(What to produce):
Restate word for word the lines of the records below, starting at the line that contains "Replacing the core" and ending at the line that contains "Given Doug's comment", with both of those lines included and nothing else.

(Stored items)
= Beginning of Section =
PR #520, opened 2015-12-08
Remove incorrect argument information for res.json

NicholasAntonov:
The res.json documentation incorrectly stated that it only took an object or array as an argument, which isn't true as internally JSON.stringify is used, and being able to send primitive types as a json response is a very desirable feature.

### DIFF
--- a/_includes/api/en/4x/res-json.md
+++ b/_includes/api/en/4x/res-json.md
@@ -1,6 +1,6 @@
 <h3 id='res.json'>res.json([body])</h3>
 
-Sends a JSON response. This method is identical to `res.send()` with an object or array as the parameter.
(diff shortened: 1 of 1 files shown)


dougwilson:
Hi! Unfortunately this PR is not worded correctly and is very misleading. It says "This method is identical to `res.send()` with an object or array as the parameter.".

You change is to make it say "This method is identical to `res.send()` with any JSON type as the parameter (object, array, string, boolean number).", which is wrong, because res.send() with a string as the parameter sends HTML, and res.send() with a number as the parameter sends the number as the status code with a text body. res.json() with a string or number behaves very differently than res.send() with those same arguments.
= End of Section =
= Beginning of Section =
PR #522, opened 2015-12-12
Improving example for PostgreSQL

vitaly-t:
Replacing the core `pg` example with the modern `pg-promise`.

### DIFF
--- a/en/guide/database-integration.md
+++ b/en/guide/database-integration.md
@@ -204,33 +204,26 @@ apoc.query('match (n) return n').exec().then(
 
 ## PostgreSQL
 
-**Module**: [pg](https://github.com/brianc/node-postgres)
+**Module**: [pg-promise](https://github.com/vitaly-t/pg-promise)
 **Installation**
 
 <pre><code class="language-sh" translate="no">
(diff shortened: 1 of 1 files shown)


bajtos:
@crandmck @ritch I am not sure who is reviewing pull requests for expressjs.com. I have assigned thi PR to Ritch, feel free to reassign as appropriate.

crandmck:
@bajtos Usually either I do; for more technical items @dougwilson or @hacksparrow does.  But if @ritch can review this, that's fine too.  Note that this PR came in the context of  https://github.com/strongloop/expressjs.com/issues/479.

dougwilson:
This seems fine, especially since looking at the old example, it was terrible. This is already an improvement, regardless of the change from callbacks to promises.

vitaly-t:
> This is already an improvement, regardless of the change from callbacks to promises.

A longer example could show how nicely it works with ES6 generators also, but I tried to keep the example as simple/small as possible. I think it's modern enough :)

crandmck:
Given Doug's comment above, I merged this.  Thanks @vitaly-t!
= End of Section =
(Task response):
Replacing the core `pg` example with the modern `pg-promise`.

### DIFF
--- a/en/guide/database-integration.md
+++ b/en/guide/database-integration.md
@@ -204,33 +204,26 @@ apoc.query('match (n) return n').exec().then(
 
 ## PostgreSQL
 
-**Module**: [pg](https://github.com/brianc/node-postgres)
+**Module**: [pg-promise](https://github.com/vitaly-t/pg-promise)
 **Installation**
 
 <pre><code class="language-sh" translate="no">
(diff shortened: 1 of 1 files shown)


bajtos:
@crandmck @ritch I am not sure who is reviewing pull requests for expressjs.com. I have assigned thi PR to Ritch, feel free to reassign as appropriate.

crandmck:
@bajtos Usually either I do; for more technical items @dougwilson or @hacksparrow does.  But if @ritch can review this, that's fine too.  Note that this PR came in the context of  https://github.com/strongloop/expressjs.com/issues/479.

dougwilson:
This seems fine, especially since looking at the old example, it was terrible. This is already an improvement, regardless of the change from callbacks to promises.

vitaly-t:
> This is already an improvement, regardless of the change from callbacks to promises.

A longer example could show how nicely it works with ES6 generators also, but I tried to keep the example as simple/small as possible. I think it's modern enough :)

crandmck:
Given Doug's comment above, I merged this.  Thanks @vitaly-t!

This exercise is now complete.